U.N. Shareholders Due Oil-for-Food Answers

COMMENTARY

U.N. Shareholders Due Oil-for-Food Answers

Aug 19, 2004 3 min read
COMMENTARY BY
Edwin J. Feulner, PhD

Founder and Former President

Heritage Trustee since 1973 | Heritage President from 1977 to 2013

It was an image many investors yearned to see: Former Enron executive Ken Lay in handcuffs, facing civil and criminal charges stemming from the collapse of the company he led for 15 years.

He wasn't alone. John Rigas was sentenced to as many as 30 years in prison for using the company he founded, Adelphia, as his personal piggy bank. And former WorldCom head Bernard Ebbers faces trial on fraud and conspiracy charges later this year.

These people are all former CEOs, accused of -- or convicted of -- financial misdeeds. And let's make no mistake: The government is doing the right thing by pursuing incidents of corporate malfeasance. Capitalism doesn't work without the rule of law.

However, while a series of "crooked CEO" stories has played big in headlines, talk shows and op-ed pages, surprisingly little media attention has been given to a much bigger scandal: the United Nations Oil-for-Food program.

For example, the New York Times has mentioned it only 56 times, compared to the more than 3,000 stories the Times carried about Enron in 2002.

Oil-for-Food was established a decade ago with the admirable goal of providing humanitarian aid to the Iraqi people. But it didn't work.

While his people continued to starve, Iraqi dictator Saddam Hussein embezzled billions from the program through oil smuggling and systematic thievery. He also demanded illegal payments from companies buying Iraqi oil, and pocketed billions of dollars in kickbacks. The U.S. General Accounting Office estimates Saddam's illegal take exceeded $10 billion.

But he wasn't the only one who allegedly profited from this supposed humanitarian program. Some U.N. employees stand accused of rank incompetence and mismanagement. In fact, some may even have worked along with the Iraqi regime to defraud the program.

And this is a scandal, like those involving corporate CEOs, that goes right to the top. Benon Sevan, the former executive director of the Oil-for-Food program, appeared on an Iraqi Oil Ministry list of 270 individuals, political entities, and companies allegedly receiving oil vouchers as bribes from Saddam Hussein's regime.

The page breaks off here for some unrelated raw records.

PR #1210, opened 2019-12-12
[catalog] fix tracking

adborden:
Removes current_env, which only works when --inventory is specified in
a specific way. Best to use an explicit variable instead.


adborden:
Closing as this isn't important right now.

Issue #996, opened 2019-09-28
Automated checks should catch errors in host file


adborden:
## User Story

As a developer, I want CI to catch errors in inventory variables and hosts so that when I make changes to these files, I'm confident that the changes are valid and correct.

## Details

Ansible 2.6.19 couldn't actually parse this https://github.com/GSA/datagov-deploy/pull/968/commits/2748ce59ca2aec7ff7824d6139f6417cc17bae1a

I'm hoping this can be supported with the standard ansible tools (e.g. `--syntax-check`) instead of rolling our own.

```
 [WARNING]:  * Failed to parse /home/gsa/projects/datagov/datagov-
deploy/ansible/inventories/production/hosts with yaml plugin: Syntax Error
while loading YAML.   did not find expected <document start>  The error appears
to have been in '/home/gsa/projects/datagov/datagov-
deploy/ansible/inventories/production/hosts': line 2, column 1, but may be
elsewhere in the file depending on the exact syntax problem.  The offending
line appears to be:  [catalog-harvester:children] catalog-harvester-v1 ^ here

 [WARNING]:  * Failed to parse /home/gsa/projects/datagov/datagov-
deploy/ansible/inventories/production/hosts with ini plugin:
/home/gsa/projects/datagov/datagov-
deploy/ansible/inventories/production/hosts:65: Expected group name, got:
inventory-web-v1 datagov_in_service=false
```

## Acceptance Criteria
- [ ] CI includes a test that checks inventory hosts file
- [ ] CI includes a test that checks inventory variables

adborden:
[HOST_PATTERN_MISMATCH](https://docs.ansible.com/ansible/latest/reference_appendices/config.html#host-pattern-mismatch) was added in Ansible 2.8 which allows you to force a fatal error if there is an error matching the pattern to inventory. This could be used to solve part of the puzzle.

adborden:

That doesn't prove that Sevan did anything wrong, of course. But he raised additional suspicions when American congressional committees opened investigations of Oil-for-Food. Sevan -- who retired from the United Nations at the end of May -- wrote letters on official U.N. stationery warning some of the companies implicated in the scandal that they must first seek U.N. approval before releasing documents to investigators. In the corporate world, we might call that suppression of relevant documents.

Investigators also will have to puzzle out what U.N. Secretary General Kofi Annan knew and when he knew it. For example, an internal U.N. office audited the Oil-for-Food program in 2003, before the liberation of Iraq. That investigation reportedly criticized the world body's dealings with the Swiss company Cotecna Inspection SA.

Annan's son Kojo worked for Cotecna in the 1990s, and was a consultant for the company until just before it was awarded a $4.8 million contract to oversee the operations of the Oil-for-Food program. Even after the critical report, Cotecna captured another $9.8 million contract. Was Kojo Annan a factor in the awarding of those contracts?

The U.N. conducted 55 other in-house investigations of Oil-for-Food over the years. The world body should release all those reports to congressional investigators, so we can determine exactly what Kofi Annan knew about the rampant structural problems within Oil-for-Food and what he did, if anything, to fix those problems.

Former Federal Reserve Chairman Paul Volcker is leading a U.N.-sanctioned investigation of Oil-for-Food. He's a fair-minded and dogged investigator, but his panel lacks subpoena authority -- it will have to rely on voluntary cooperation from governments, U.N. employees, and current and former Iraqi leaders.

That's why it's critical that U.S. lawmakers also continue their own investigations -- to keep the pressure on the U.N. and to uncover documents that can be obtained only with a subpoena.

Taxpayers worldwide deserve to know everything there is to know about Oil-for-Food. After all, relatively few of us were investors in Adelphia, Enron or WorldCom. But we're all stakeholders in the United Nations, whether we like it or not. The U.S. taxpayer is far and away the largest "investor" in the U.N.

After the corporate scandals in 2002, Congress passed the Sarbanes-Oxley Act, which in part makes companies CEOs responsible for any financial misdeeds that happen during their tenure. It's time to hold Kofi Annan and the United Nations to the same standards we now apply to our corporate leaders.

Ed Feulner is president of The Heritage Foundation (heritage.org), a Washington-based public policy research institute.